Occasionally I get emails from readers who complain that they'd love to start a Zombie Workout of their own, but they don't have access to gym. Today's entry is crossposted from the slack daily. It shows that all you need is a barbell...and a dream. Enjoy.
It began with a barbell. A solitary rusted-out barbell that sat under our neighbor R.'s white pickup truck with the faked "Delivery Vehicle" placard (there so he could double park.) I wondered if it was leftover from his Garage Sale days. Every Saturday, R. would haul out odds and ends - a white pleather sofa with cigarette burns, a lone bicycle tire, a side table missing a leg. It wasn't until we saw the selection of little boys' clothes and board games that we became concerned. There haven't been children in this building for over 40 years. Y'know how there's always one person in your apartment complex that you think sure, he could be a serial killer...well, in our complex, we have more than one, but this guy topped the list.

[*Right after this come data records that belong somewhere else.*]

PR #2501, opened 2026-03-11
Log IHP source info at startup

amitaibu:
## Summary
- Adds `IHP.IDE.SourceInfo` module that detects whether IHP runs from the nix store or a local checkout
- Logs the source path, git branch, and commit at startup via `Log.info` (always visible, not gated behind `DEBUG=1`)
- Example output: `IHP Source: Local checkout (/home/user/IHP) on branch feature-x at commit abc1234`

## Test plan
- [x] Unit tests for `formatSourceInfo` covering all variants (NixStore, LocalCheckout with/without git info)
- [ ] Manual: run `devenv up` with a local IHP checkout and verify the log line appears


amitaibu:
image

PR #2505, opened 2026-03-12
Add PostgreSQL table inheritance (INHERITS) support

mpscholten:
## Summary

- Adds `inherits :: !(Maybe Text)` field to the `CreateTable` AST type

Will asked R. point-blank where the clothes had come from, and he told us that he had dumpster-diving in Beverly Hills. Someone had told him that Garage Sales were where the money was at, and he was certain rich people in Beverly Hills threw away perfectly good stuff. We were thankful that we weren't going to have to bring in the police to find a stash of boys' underwear under his bed, but everyone in the building came to the same consensus: moving trash a couple of zip codes doesn't make it treasure. The Garage Sales stopped, and R. returned to doing whatever it is he does.
Which brings us back to the barbell. It rolled back and forth between the cracks in the driveway, shedding flakes of rust like a snakeskin. I've lived here long enough to know not to touch it. Clearly someone had a plan for this barbell. I just had to wait it out.

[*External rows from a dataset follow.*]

PR #2509, opened 2026-03-12
Add app selector to Generate Controller preview

### LINKED ISSUE #1479: Select app other than Web on "generate controller" from schema
If I right-click a table in schema in the admin page and select "generate controller", it'd be nice if I could switch from e.g. the Web to the Admin app there, instead of having to cancel and then go to codegen to do the same thing :)

mpscholten:
## Summary

- When right-clicking a table in the schema designer and selecting "Generate Controller", the user can now choose which application (Web, Admin, etc.) to generate the controller for
- Previously the preview page hardcoded "Web" with no way to change it (#1479)
- The app selector dropdown appears in the generator-options area alongside the pagination checkbox, and auto-submits to regenerate the preview when changed

## Test plan

- [ ] In a multi-app IHP project, right-click a table in schema designer → "Generate Controller"
- [ ] Verify the application dropdown appears in the preview page
- [ ] Change the selected app and confirm the preview regenerates for that app
- [ ] Single-app projects should not show the dropdown (hidden input fallback)
- [ ] Existing "Generate Controller" flow from the code generators page still works

Fixes #1479

### DIFF
--- a/ihp-ide/IHP/IDE/CodeGen/View/NewController.hs
+++ b/ihp-ide/IHP/IDE/CodeGen/View/NewController.hs
@@ -54,7 +54,7 @@ instance View NewControllerView where
                 <div class="generator-options">
                     <form method="POST" action={NewControllerAction}>
                         <input type="hidden" name="name" value={controllerName}/>
-                        <input type="hidden" name="applicationName" value={applicationName}/>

Sure enough, a few weeks later I pulled into the driveway to see another neighbor, P. working with the barbell. He was alternating biceps curls with swings from the bottle of Stella that sat on the bumper of R.'s white pickup truck. If the number of empty bottles were any indication, he'd been through a regular Ironman workout.
I climbed out of the car. Hey, P.
Y'wanna work in? he asked.
Nah, I'm good. The beer's a nice touch, though.
It's what Hulk Hogan does.
I couldn't disagree.
Over the next few weeks I noticed other people had joined him. Our neighbor G. added a rusted chair for dips, and the guy without teeth who doesn't live here but who always hangs out in our backyard is always handy with a spot. Morning, noon, and night someone's out there throwing around some iron, swigging a beer, and washing themselves off in our hose. Instead of going around the building to his side door, P. climbs in and out of the open window of his apartment to adjust the music and fetch another six-pack.
The biggest excuse for not going to the gym is that it's not convenient. I have no excuse.
There's a 24-Hour Hobo Fitness. In my own backyard.